▶ _Exercise prompt_: In the data that follows, find each line containing "today" and copy it.

[Collection entries]
****************
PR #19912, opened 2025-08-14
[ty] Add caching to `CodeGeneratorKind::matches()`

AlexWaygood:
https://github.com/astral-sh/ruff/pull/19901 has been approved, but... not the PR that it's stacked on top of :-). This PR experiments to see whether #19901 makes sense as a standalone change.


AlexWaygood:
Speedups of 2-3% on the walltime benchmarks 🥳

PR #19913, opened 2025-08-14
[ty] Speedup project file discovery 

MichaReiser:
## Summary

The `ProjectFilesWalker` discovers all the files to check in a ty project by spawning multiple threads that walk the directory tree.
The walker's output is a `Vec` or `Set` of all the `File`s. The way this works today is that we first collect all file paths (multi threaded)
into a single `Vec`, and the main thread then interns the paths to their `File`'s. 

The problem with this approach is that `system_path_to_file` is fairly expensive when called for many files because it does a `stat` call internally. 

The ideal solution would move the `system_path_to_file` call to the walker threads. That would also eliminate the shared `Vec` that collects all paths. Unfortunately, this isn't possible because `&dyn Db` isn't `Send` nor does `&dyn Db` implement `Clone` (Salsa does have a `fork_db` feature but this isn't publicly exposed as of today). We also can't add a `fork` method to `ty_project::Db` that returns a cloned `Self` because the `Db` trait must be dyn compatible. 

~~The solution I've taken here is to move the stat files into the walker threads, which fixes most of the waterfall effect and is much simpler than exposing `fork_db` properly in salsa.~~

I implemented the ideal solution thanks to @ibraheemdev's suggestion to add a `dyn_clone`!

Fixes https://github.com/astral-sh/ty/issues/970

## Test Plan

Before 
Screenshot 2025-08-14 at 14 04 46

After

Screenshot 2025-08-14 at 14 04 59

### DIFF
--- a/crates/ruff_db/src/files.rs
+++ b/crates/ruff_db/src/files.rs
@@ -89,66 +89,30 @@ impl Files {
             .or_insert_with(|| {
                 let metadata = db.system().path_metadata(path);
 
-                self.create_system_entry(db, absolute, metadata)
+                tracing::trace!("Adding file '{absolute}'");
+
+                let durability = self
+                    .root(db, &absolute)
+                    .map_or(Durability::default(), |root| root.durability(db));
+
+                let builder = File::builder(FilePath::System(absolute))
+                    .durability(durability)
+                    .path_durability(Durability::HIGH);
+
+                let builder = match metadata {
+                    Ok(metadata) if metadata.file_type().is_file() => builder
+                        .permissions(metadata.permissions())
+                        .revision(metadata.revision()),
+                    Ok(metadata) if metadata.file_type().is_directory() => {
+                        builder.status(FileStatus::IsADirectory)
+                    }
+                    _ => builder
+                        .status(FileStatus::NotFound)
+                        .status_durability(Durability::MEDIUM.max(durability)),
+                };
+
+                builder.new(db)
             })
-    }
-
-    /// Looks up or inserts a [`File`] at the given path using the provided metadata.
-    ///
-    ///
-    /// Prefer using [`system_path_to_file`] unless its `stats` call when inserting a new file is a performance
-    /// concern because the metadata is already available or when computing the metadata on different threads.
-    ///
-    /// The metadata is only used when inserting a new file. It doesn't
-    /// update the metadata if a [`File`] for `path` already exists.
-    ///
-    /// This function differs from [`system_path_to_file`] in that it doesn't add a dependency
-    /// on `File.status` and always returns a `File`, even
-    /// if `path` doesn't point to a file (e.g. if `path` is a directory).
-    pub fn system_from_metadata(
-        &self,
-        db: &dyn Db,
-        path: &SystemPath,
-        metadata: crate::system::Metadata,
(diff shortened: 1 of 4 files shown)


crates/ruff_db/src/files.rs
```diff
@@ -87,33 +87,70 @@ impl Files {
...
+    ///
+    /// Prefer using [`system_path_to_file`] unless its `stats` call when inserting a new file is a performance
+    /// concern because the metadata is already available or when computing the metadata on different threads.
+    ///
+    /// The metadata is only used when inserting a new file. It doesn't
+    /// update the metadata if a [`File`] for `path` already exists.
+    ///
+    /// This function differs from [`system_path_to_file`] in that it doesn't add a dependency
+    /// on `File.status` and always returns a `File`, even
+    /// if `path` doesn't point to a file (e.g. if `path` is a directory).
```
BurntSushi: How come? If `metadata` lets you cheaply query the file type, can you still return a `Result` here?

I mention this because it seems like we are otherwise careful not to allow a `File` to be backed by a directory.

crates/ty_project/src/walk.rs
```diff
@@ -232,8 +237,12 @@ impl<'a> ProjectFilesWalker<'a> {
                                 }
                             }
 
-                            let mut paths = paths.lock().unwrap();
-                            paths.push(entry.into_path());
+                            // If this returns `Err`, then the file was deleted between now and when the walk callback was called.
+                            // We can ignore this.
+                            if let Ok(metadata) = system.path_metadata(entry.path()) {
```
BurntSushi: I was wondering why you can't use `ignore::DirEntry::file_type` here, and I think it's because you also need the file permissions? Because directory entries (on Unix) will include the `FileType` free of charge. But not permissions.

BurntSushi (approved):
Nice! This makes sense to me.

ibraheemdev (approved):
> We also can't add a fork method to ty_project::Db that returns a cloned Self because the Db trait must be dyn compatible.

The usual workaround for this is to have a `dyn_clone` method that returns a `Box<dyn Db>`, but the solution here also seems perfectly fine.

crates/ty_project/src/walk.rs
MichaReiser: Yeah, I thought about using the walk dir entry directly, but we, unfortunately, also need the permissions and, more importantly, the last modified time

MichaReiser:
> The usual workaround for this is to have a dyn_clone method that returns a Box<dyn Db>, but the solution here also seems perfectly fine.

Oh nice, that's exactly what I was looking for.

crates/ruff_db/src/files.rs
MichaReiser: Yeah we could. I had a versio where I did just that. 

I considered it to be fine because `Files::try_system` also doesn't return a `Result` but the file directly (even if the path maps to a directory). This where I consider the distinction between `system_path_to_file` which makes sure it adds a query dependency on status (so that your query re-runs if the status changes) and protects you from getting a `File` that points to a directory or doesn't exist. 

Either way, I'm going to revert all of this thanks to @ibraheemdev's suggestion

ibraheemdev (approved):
****************
▶ _Answer to the exercise_:
The walker's output is a `Vec` or `Set` of all the `File`s. The way this works today is that we first collect all file paths (multi threaded)
The ideal solution would move the `system_path_to_file` call to the walker threads. That would also eliminate the shared `Vec` that collects all paths. Unfortunately, this isn't possible because `&dyn Db` isn't `Send` nor does `&dyn Db` implement `Clone` (Salsa does have a `fork_db` feature but this isn't publicly exposed as of today). We also can't add a `fork` method to `ty_project::Db` that returns a cloned `Self` because the `Db` trait must be dyn compatible. 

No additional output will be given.